Fotos: privat (2), imago images (2)

Julia Z. ist Hostess in einer Loge der Allianz Arena München. Am 3. April erzählte sie davon am Telefon Ich studiere Jura im 10. Semester und verdiene meinen Lebensunterhalt mit verschiedenen GastroJobs – unter anderem arbeite ich als Hostess in einer der 106 VIP-Logen der Allianz Arena. In dem Job ist Diskretion wichtig. Es gibt große Logen, die bis zu 30 Gästen Platz bieten und in denen sich zwei Kollegen um den Service kümmern. Ich betreue aktuell alleine eine kleinere Loge für etwa 9 Gäste, die ein bisschen wie ein kleines Wohnzimmer mit Küche wirkt.
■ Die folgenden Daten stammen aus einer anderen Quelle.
PR #4132, opened 2026-06-24
Fuse GroupNorm forward into a single kernel

jianyizh:
## Summary

Replace the 3-kernel GroupNorm forward path (RowwiseMoments + ComputeFusedParams + TensorIterator) with a single fused kernel. Avoids reading X twice from global memory.

- Small DS path: sub-group-per-group Welford, no SLM/barriers
- Large DS path: workgroup batched Welford with vec4 tree reduction, optional SLM coefficients

Bandwidth on Arc B580: 386-515 GB/s for large DS (vs 24-193 baseline), 51-297 GB/s for small DS (vs 52-146 baseline).

### DIFF
--- a/src/ATen/native/xpu/sycl/GroupNormKernels.cpp
+++ b/src/ATen/native/xpu/sycl/GroupNormKernels.cpp
@@ -639,7 +639,8 @@ struct GNFusedForwardMediumFunctor {
 #pragma unroll
         for (int v = 0; v < VEC_SIZE; v++) {
           const int pos = (sg_lid + li * SIMD) * VEC_SIZE + v;
-          const index_t c = pos / S_;
+          const index_t c = static_cast<index_t>(
+              s_divider_.div(static_cast<unsigned_index_t>(pos)));
           T_ACC gv = gamma_
               ? static_cast<T_ACC>(gamma_[g_offset + c])
               : T_ACC(1);
@@ -685,9 +686,13 @@ struct GNFusedForwardMediumFunctor {
         mean_(mean),
         rstd_(rstd),
         mean_acc_(mean_acc),
-        rstd_acc_(rstd_acc) {}
+        rstd_acc_(rstd_acc),
+        s_divider_(static_cast<unsigned_index_t>(S)) {}
 
  private:
+  // See GNFusedForwardFunctor's s_divider_ for rationale (magic-number
+  // multiply+shift for 32-bit index_t, plain division fallback for 64-bit).
+  using unsigned_index_t = std::make_unsigned_t<index_t>;
   index_t D_;
   index_t S_;
   index_t DS_;
@@ -702,6 +707,7 @@ struct GNFusedForwardMediumFunctor {
   T* rstd_;
   T_ACC* mean_acc_;
   T_ACC* rstd_acc_;
+  at::detail::IntDivider<unsigned_index_t> s_divider_;
 };
 
 // Fused GroupNorm forward kernel: combines reduction + normalization
--- a/src/ATen/native/xpu/sycl/GroupNormKernels.cpp
+++ b/src/ATen/native/xpu/sycl/GroupNormKernels.cpp
@@ -1088,7 +1088,7 @@ void group_norm_kernel_impl(
   // Small-DS path: single vec4 per lane (covers DS where lanes <= SIMD).
   // WG = 1 SG, flat mapping over (N, G) with grid-stride loop.
   auto try_single_vec = [&](auto index_tag) -> bool {
-    if (simd != 16)
+    if (simd != 32)
       return false;
     using index_t = decltype(index_tag);
     if (DS % FUSED_VEC_SIZE != 0)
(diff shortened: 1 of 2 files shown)


jianyizh:
@torchxpubot review

jianyizh:
@torchxpubot lint

jianyizh:
@torchxpubot review

jianyizh:
@torchxpubot review

jianyizh:
@torchxpubot review

src/ATen/native/xpu/sycl/GroupNormKernels.cpp
```diff
@@ -365,6 +366,674 @@ bool can_use_vectorization(T* p, int vec_size) {
...
+    }
+    sycl::group_barrier(item.get_group());
+    const T_ACC g_mean = broadcast_[0];
+    const T_ACC g_rstd = broadcast_[1];
+
+    // === Precompute a[c], b[c] in SLM (if budget allows) ===
+    const index_t g = ng % G_;
+    const index_t g_offset = g * D_;
+    if (use_slm_coeff_) {
+      if (gamma_ != nullptr && beta_ != nullptr) {
```
CuiYifeng: How about adding two template parameters like `has_gamma` and `has_beta` to avoid runtime check (at the cost of larger binary)? I noticed that there are multiple similar runtime check for `gamma_/beta_`.

CuiYifeng (commented):
Can we refactor these three functors with a shared params struct like `GNForwardParams`?

jianyizh:
> Can we refactor these three functors with a shared params struct like `GNForwardParams`?

I tried use one struct for the small and medium cases, but it becomes hard to read

src/ATen/native/xpu/sycl/GroupNormKernels.cpp
jianyizh: Now the fused kernel always requires gamma and beta defined. I think this can cover most cases.

jianyizh:
@torchxpubot review

jianyizh:
@torchxpubot review

src/ATen/native/xpu/sycl/GroupNormKernels.cpp
```diff
@@ -365,6 +368,658 @@ bool can_use_vectorization(T* p, int vec_size) {
...
+    // - 1).
+    const index_t g = flat_base & (G_ - 1);
+    const index_t total_groups = N_ * G_;
+    const index_t stride =
+        static_cast<index_t>(item.get_group_range(0)) * GROUPS_PER_SG;
+
+    // Pre-load gamma/beta (g is invariant across iterations since
+    // stride % G == 0 for power-of-2 G and GROUPS_PER_SG).
+    T_ACC my_gamma[VEC_SIZE];
+    T_ACC my_beta[VEC_SIZE];
```
CuiYifeng: Can we avoid using `my_*`? The prefix `my_` does not convey semantics. `gamma_v/beta_v` may be a better choice.

src/ATen/native/xpu/sycl/GroupNormKernels.cpp
```diff
@@ -388,24 +1043,253 @@ void group_norm_kernel_impl(
...
+  }
+
+  int64_t thread_slots = syclGpuEuCount() * syclGpuHWThreadsPerEU();
+
+  // Small-DS path: single vec4 per lane (covers DS where lanes <= SIMD).
+  // WG = 1 SG, flat mapping over (N, G) with grid-stride loop.
+  auto try_small_path = [&](auto index_tag) -> bool {
+    if (!gamma_beta_defined)
+      return false;
+    if (simd != 32)
```
CuiYifeng: How about using SIMD32 here?

```suggestion
    if (simd != SIMD32)
```

src/ATen/native/xpu/sycl/GroupNormKernels.cpp
```diff
@@ -388,24 +1043,253 @@ void group_norm_kernel_impl(
...
+          sycl::range<1>(n_wgs * wg_sz),
+          sycl::range<1>(wg_sz),
+          queue,
+          syclex::properties{syclex::sub_group_size<SIMD32>},
+          kfn);
+    };
+    switch (lanes) {
+      case 1:
+        launch(std::integral_constant<int, 1>{});
+        break;
```
CuiYifeng: In my understanding, such cases (`D * H * W == vec_size`) are usually host-bound (except N is very large). Do we have any real cases that have benefited? We'd better making a trade off between the coverage of the shape and the binary size.

CuiYifeng (changes requested):
Please check the comments. How about separating the detection and execution of each type of functor?

src/ATen/native/xpu/sycl/GroupNormKernels.cpp
jianyizh: I removed D * H * W == vec_size, I see D * H * W == 16 in real workload

src/ATen/native/xpu/sycl/GroupNormKernels.cpp
jianyizh: fixed

src/ATen/native/xpu/sycl/GroupNormKernels.cpp
jianyizh: fixed

CuiYifeng (approved):

LuFinch (approved):

jianyizh:
@torchxpubot merge -f

jianyizh:
@torchxpubot merge -f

Ich fange vier Stunden vor Spielbeginn an, alles vorzubereiten: Ich decke ein, fülle den Kühlschrank auf und informiere mich zum Beispiel, ob es etwa einen neuen Wein gibt. Die Gäste können ab zwei Stunden vor Spielbeginn kommen, in der Regel gibt es zunächst ein kaltes Vorspeisenbuffet mit Salaten, Lachs und Käseplatten, später etwas Warmes wie Braten, Fisch oder Curry. In der Halbzeitpause wird Kaffee und Süßes angeboten. Während des Spiels bin ich die meiste Zeit mit Abräumen beschäftigt. Es kommt eher selten vor, dass mich ein Gast bittet, ihm eine Platte zusammenzustellen und an den Platz zu bringen. Trotzdem sind viele total begeistert, was es bei uns alles gibt und freuen sich sehr – das ist schön, ich möchte ja, dass die Leute zufrieden sind. Wie überall in der Gastro ist es deshalb auch in der Loge wichtig, immer charmant und zuvorkommend zu sein. Durch Corona liegt mein Job aber gerade auf Eis, aktuell bekomme ich noch Urlaubstage ausbezahlt. Als Studentin habe ich aber keinen Anspruch auf Kurzarbeitergeld – das heißt, entweder es geht bald weiter oder ich muss mir übergangsweise eine neue Arbeit suchen.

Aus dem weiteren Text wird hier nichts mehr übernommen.